第百十九話 帰路

帰り支度をしていると、4人の男女が辺りをキョロキョロしながら、何かを探しているようだ。

あ!すっかり忘れてた、、、。


「カティ!ユーリ!ファルコさん!ヘルマンさん!迎えに行かなくてすみません!国王の一行に混ぜてもらってフォルクヴァルツに帰りましょう」

「あ、、、は、初めまして!カティア・カナリスと申します!わ、私、英雄様にお会い出来てこ、光栄っす!!」

「ユーリエ・フォスです。叙勲式拝見しました」

「フ、フ、ファルコ・ラスカーであります!」

「ヘルマン・ギーレンです!おお、本物の低硬度の英雄様だ!あ、握手お願いします!」


え?皆んなどうしたの?

そんなキャラじゃないよね?


………あ、そうか。今、僕はリンの格好だった。


「えっと、、、アリアから聞いています。ここまで連れてきてくれた騎士団の方々ですね?アリアは一足先に帰ったのであなた達は国王護衛に混ざって王国に帰りましょう」

「「「「は!」」」」


やりづらい、、、。

だいたい10歳の子供相手に何でそんなにかしこまるんだか。

騎士団からは僕の年齢は公表してないのかな?

最近何となく身長も伸びてきたし、も、もしかして、カッコいい大人!とか思われてたりして。

そんな訳ないか、、、。


護衛の4人は、もうアリアもいないし、リヴォニア騎士団と合流してもらった。

リヴォニア騎士団も憧れの団らしく、4人ともガチガチに緊張していた。



ディアともここでお別れだ。


「アリアちゃんはもういないのか?」

「ああ、ディア。うん、面倒だったから、片付けちゃった」

「女神様を片付けたって、、、。まあ、本人なんだからいいのだろうが。あなた達、、、達っていうのも変だが、あなた達のお陰で戦争にならずにすんだ。ありがとう」

「何いってるのさ。ディアが居てくれたから、事前に戦争の事を知れたし、書状を持って行ってくれたからこそ、こうやって和平条約まで結べたんだよ。僕はただ手伝いをしただけだよ」


フォルクヴァルツまでフィア達を助けに来てくれなかったら、今頃フォルクヴァルツは戦場になっていたはずだ。

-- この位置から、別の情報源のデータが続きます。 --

PR #800, opened 2023-02-03
Adds a `--max-wait-time` option to `ros2 topic pub` 

arjo129:
Supercedes #797

When we run `ros2 topic pub -w 1 ...` we can wait for a fixed number
of connections prior to shutting down. This is useful in many scenarios,
however when writing automated tests it may be useful to time out if the
correct number of connections are not recieved in a given amount of
time. This PR adds a `--max-wait-time` option which allows users to set
a timeout on how long to wait for subscribers.

### DIFF
--- a/ros2topic/ros2topic/verb/pub.py
+++ b/ros2topic/ros2topic/verb/pub.py
@@ -156,7 +156,7 @@ def publisher(
     pub = node.create_publisher(msg_module, topic_name, qos_profile)
 
     if wait_matching_subscriptions == 0 and max_wait_time is not None:
-        return '--max-wait-time-secs option is only effective' +
+        return '--max-wait-time-secs option is only effective' \
             ' with --wait-matching-subscriptions, --once or --times'
 
     times_since_last_log = 0
--- a/ros2topic/ros2topic/verb/pub.py
+++ b/ros2topic/ros2topic/verb/pub.py
@@ -154,7 +154,7 @@ def publisher(
 
     pub = node.create_publisher(msg_module, topic_name, qos_profile)
 
-    if wait_matching_subscriptions is None and max_wait_time is not None:
+    if wait_matching_subscriptions == 0 and max_wait_time is not None:
         return '--max-wait-time-secs option is only effective with --wait-matching-subscriptions, --once or --times'
 
     times_since_last_log = 0
--- a/ros2topic/ros2topic/verb/pub.py
+++ b/ros2topic/ros2topic/verb/pub.py
@@ -167,7 +167,7 @@ def publisher(
             print(
                 f'Waiting for at least {wait_matching_subscriptions} matching subscription(s)...')
         if max_wait_time is not None and max_wait_time <= total_wait_time:
-            return f'Timed out waiting for subscribers: Expected {wait_matching_subscriptions}' +
+            return f'Timed out waiting for subscribers: Expected {wait_matching_subscriptions}' \
                 f' subcribers but only got {pub.get_subscription_count()} subscribers'
         times_since_last_log = (times_since_last_log + 1) % 10
         time.sleep(DEFAULT_WAIT_TIME)
--- a/ros2topic/ros2topic/verb/pub.py
+++ b/ros2topic/ros2topic/verb/pub.py
@@ -33,6 +33,7 @@ from rosidl_runtime_py.utilities import get_message
 import yaml
 
 MsgType = TypeVar('MsgType')
+DEFAULT_WAIT_TIME = 0.1
 
 
 def nonnegative_int(inval):
@@ -83,9 +84,10 @@ class PubVerb(VerbExtension):
                 'Wait until finding the specified number of matching subscriptions. '
                 'Defaults to 1 when using "-1"/"--once"/"--times", otherwise defaults to 0.'))
         parser.add_argument(
-            '--max-wait-time', type=positive_float, default=None,
+            '--max-wait-time-secs', type=positive_float, default=None,
             help=(
-                'This sets the maximum wait time if --wait-until-matching-subscriptions is set'))
+                'This sets the maximum wait time in seconds if --wait-until-matching-subscriptions is set.'
+                'By default, this flag is not set meaning the subscriber will wait endlessly.'))
         parser.add_argument(
             '--keep-alive', metavar='N', type=positive_float, default=0.1,
             help='Keep publishing node alive for N seconds after the last msg '
@@ -112,6 +114,9 @@ def main(args):
     if args.once:
         times = 1
 
+    if args.wait_matching_subscriptions is None and args.max_wait_time_secs is not None:
+        return '--max-wait-time-secs option is only effective with --wait-matching-subscriptions'
+
     with DirectNode(args, node_name=args.node_name) as node:
         return publisher(
             node.node,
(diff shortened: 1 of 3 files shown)


clalancette:
Just as an FYI, in general we prefer rebases of old PRs rather than new PRs.  That is, it would have been preferable here to keep #797 open, and just rebase it, rather than close it and make this new one.  That keeps all of the conversations in the same place and ensures it is easier to follow later.

That said, it is already done here, so let's just go forward with this one.

ros2topic/ros2topic/verb/pub.py
```diff
@@ -82,6 +82,10 @@ def add_arguments(self, parser, cli_name):
             help=(
                 'Wait until finding the specified number of matching subscriptions. '
                 'Defaults to 1 when using "-1"/"--once"/"--times", otherwise defaults to 0.'))
+        parser.add_argument(
+            '--max-wait-time', type=positive_float, default=None,
+            help=(
+                'This sets the maximum wait time if --wait-until-matching-subscriptions is set'))
```
clalancette, line 88: I think we should be clear about the units here.  Presumably this is in seconds, so at the very least we should say that in the help.  We also might consider making the argument `--max-wait-time-sec`, to make it really clear.  Same goes for the variable names below.

ros2topic/test/test_echo_pub.py
```diff
@@ -176,6 +176,32 @@ def message_callback(msg):
...
+            },
+            output='screen'
+        )
+        with launch_testing.tools.launch_process(
+            launch_service, command_action, proc_info, proc_output,
+            output_filter=launch_testing_ros.tools.basic_output_filter(
+                filtered_rmw_implementation=get_rmw_implementation_identifier()
+            )
+        ) as command:
+            assert command.wait_for_shutdown(timeout=2)
```
clalancette, line 196: Let's increase this timeout to 5, again to make sure Windows has time to actually launch the process.

clalancette (changes requested):

ros2topic/ros2topic/verb/pub.py
fujitatomoya: besides, probably add default behavior explanation, that is wait forever until it finds expected matching subscription.

ros2topic/ros2topic/verb/pub.py
```diff
@@ -147,14 +153,19 @@ def publisher(
...
 
     times_since_last_log = 0
+    total_wait_time = 0
     while pub.get_subscription_count() < wait_matching_subscriptions:
         # Print a message reporting we're waiting each 1s, check condition each 100ms.
         if not times_since_last_log:
             print(
                 f'Waiting for at least {wait_matching_subscriptions} matching subscription(s)...')
+        if max_wait_time is not None and max_wait_time <= total_wait_time:
+            return 'Timed out waiting for subscribers'
```
fujitatomoya, line 163: it would be helpful to print how many subscriptions we are missing when it times out?

ros2topic/ros2topic/verb/pub.py
```diff
@@ -147,14 +153,19 @@ def publisher(
...
         # Print a message reporting we're waiting each 1s, check condition each 100ms.
         if not times_since_last_log:
             print(
                 f'Waiting for at least {wait_matching_subscriptions} matching subscription(s)...')
+        if max_wait_time is not None and max_wait_time <= total_wait_time:
+            return 'Timed out waiting for subscribers'       
         times_since_last_log = (times_since_last_log + 1) % 10
-        time.sleep(0.1)
-
+        WAIT_TIME = 0.1
```
fujitatomoya, line 165: I am not familiar with how python interprets the code at runtime. but considering based C/C++, probably we can avoid store the same data to the variable? instead, we can declare this `WAIT_TIME` after `import` statement like `DEFAULT_WAIT_TIME` and use it in this while loop? that would be better for code maintenance.

ros2topic/ros2topic/verb/pub.py
```diff
@@ -119,6 +123,7 @@ def main(args):
             times,
             args.wait_matching_subscriptions
             if args.wait_matching_subscriptions is not None else int(times != 0),
+            args.max_wait_time,
```
fujitatomoya, line 126: how about checking the option dependencies before calling in here?

```python
if args.wait_matching_subscriptions is None and args.max_wait_time is not None:
    return '--max-wait-time option is only effective with --wait-matching-subscriptions'
```

maybe too much, cz we can actually ignore this `--max-wait-time` option.

ros2topic/ros2topic/verb/pub.py
arjo129: See c6dda6e

ros2topic/test/test_echo_pub.py
arjo129: See c6dda6e

ros2topic/ros2topic/verb/pub.py
arjo129: See c6dda6e

ros2topic/ros2topic/verb/pub.py
arjo129: c6dda6e

ros2topic/ros2topic/verb/pub.py
arjo129: c6dda6e

fujitatomoya (approved):

arjo129:
Added tests in ccb2864

ros2topic/test/test_echo_pub.py
```diff
@@ -176,6 +176,88 @@ def message_callback(msg):
...
+        self.node.create_subscription(String, topic, message_callback, 1)
+        with launch_testing.tools.launch_process(
+            launch_service, command_action, proc_info, proc_output,
+            output_filter=launch_testing_ros.tools.basic_output_filter(
+                filtered_rmw_implementation=get_rmw_implementation_identifier()
+            )
+        ) as command:
+            self.executor.spin_until_future_complete(future, timeout_sec=10)
+            assert command.wait_for_shutdown(timeout=20)
+        assert self.recv_msg_count == 1
```
clalancette, line 260: Is this line right?  We never set `self.recv_msg_count` in the code above.  Shouldn't we be checking `received_message_count`?

arjo129: [9c2ad47](https://github.com/ros2/ros2cli/pull/800/commits/9c2ad47d4f35edb2b46bfd89a22c0aefeb2b59bf)

clalancette:
CI:
* Linux [Build Status](http://ci.ros2.org/job/ci_linux/18047/)
* Linux-aarch64 [Build Status](http://ci.ros2.org/job/ci_linux-aarch64/12577/)
* Windows [Build Status](http://ci.ros2.org/job/ci_windows/18692/)

clalancette:
@arjo129 It looks like one of the new tests is triggering CI.  Can you take a look?

arjo129:
Is it possible to check CI again? I've changed the problematic test case.

clalancette:
CI:
* Linux [Build Status](http://ci.ros2.org/job/ci_linux/18096/)
* Linux-aarch64 [Build Status](http://ci.ros2.org/job/ci_linux-aarch64/12628/)
* Windows [Build Status](http://ci.ros2.org/job/ci_windows/18740/)

clalancette:
Another try with flake8 warnings fixed:

* Linux [Build Status](http://ci.ros2.org/job/ci_linux/18098/)
* Linux-aarch64 [Build Status](http://ci.ros2.org/job/ci_linux-aarch64/12630/)
* Windows [Build Status](http://ci.ros2.org/job/ci_windows/18742/)

PR #801, opened 2023-02-03
Resolve #790

### LINKED ISSUE #790: Subdirectories not installed with ros2pkg's ament_python template
Currently, the ament_python template has ``packages=[package_name]``, as seen below:

https://github.com/ros2/ros2cli/blob/cf020c0f0f90ded9aca6ebac806c78a387347a25/ros2pkg/ros2pkg/resource/ament_python/setup.py.em#L8

However, with this configuration, it seems that subdirectories are not installed when running ``colcon build``.

Perhaps it is better to have in the template: 

```python
from setuptools import find_packages  # at top of setup.py.em

packages=find_packages(exclude=['test']),
```

like many ros2 python packages do, including most packages in ros2cli do. Happy to raise a PR if others agree with this change.

Related issue: https://github.com/ros-sports/soccer_ipm/pull/7

ijnek:
Resolves: #790

### DIFF
--- a/ros2pkg/ros2pkg/resource/ament_python/setup.py.em
+++ b/ros2pkg/ros2pkg/resource/ament_python/setup.py.em
@@ -1,11 +1,11 @@
-from setuptools import setup
+from setuptools import find_packages, setup
 
 package_name = '@project_name'
 
 setup(
     name=package_name,
     version='0.0.0',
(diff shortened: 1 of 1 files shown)


gbiggs (approved):

ijnek:
Thanks @gbiggs !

「そ、そうか。それはまあ、それでも、いいのだが、、、そのなんだ。アリアちゃんにはまた会えるのだろうか?」

「え?そうだなあ。僕じゃダメ?、、、だよね」

「いや!そんな事はないぞ?アリアちゃんで都合が悪いならあなたでも問題ないぞ!むしろその方が、、、いや!ほら!女神様と会うとか簡単には出来ないものな!」

「う、うん?まあ、またシュタールに遊びに行くよ。僕が行けばアリアにも会えるし」

「そうか!それは楽しみだな!待っているぞ!」

「うん、、、。あれ?何か忘れ物がまだあったような……なんだっけ」

「何かシュタールに置いてきたか?」

「ああ、いや、シュタールはほとんど通り過ぎただけだし、、、」


まあ、あとで思い出すかな。


ディアとは別れ、フォルクヴァルツへと帰る馬車に乗り込む。


「うーむ。無事終わったか。始めはどうなることかと思ったが、終わってみれば三国間で条約を結んで、安全保障の面でもこの南北の繋がりは大きな利益となったぞ」

「フォルトナーさんのお手柄ですね。一時的な損はでましたが、大きな目で見れば全体としては得になりましたよ」

「まあ、僕は殆ど何もしてないですけどね」

「何を言っとる!同行させた騎士団員から簡単な報告は聞いたぞ?また神の妨害があったそうじゃないか」


ああ、そうだった。

今度はベニトアイト神がちょっかい出してきたんだよ。

しかも、フォルクヴァルツ王国に攻められると困るって言ってたんだよな。

それはフォルクヴァルツを護りたいとかの意味じゃなくて、別の理由があって今のフォルクヴァルツは攻撃されたくないって感じだった。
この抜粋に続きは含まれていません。